=== Problem to solve ===
Could you reproduce, word for word, everything below from the line containing "This means we" down to the line containing "--- a/src/relayclient/RelayClient.ts", with both of those lines included and no others?

=== Data for this exercise ===
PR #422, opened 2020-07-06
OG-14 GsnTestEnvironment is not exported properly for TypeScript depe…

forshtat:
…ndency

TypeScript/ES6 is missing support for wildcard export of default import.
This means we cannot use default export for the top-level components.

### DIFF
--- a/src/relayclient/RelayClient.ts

==

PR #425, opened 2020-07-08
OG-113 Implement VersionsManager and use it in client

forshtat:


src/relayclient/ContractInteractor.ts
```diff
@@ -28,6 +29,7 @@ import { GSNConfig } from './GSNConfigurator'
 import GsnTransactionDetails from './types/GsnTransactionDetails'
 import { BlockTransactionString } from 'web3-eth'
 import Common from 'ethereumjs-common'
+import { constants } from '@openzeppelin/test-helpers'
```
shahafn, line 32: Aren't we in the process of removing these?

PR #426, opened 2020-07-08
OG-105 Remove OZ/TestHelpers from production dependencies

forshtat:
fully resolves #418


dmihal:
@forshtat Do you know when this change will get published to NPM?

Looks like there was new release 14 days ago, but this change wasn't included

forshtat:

=== Result for this exercise ===
This means we cannot use default export for the top-level components.

### DIFF
--- a/src/relayclient/RelayClient.ts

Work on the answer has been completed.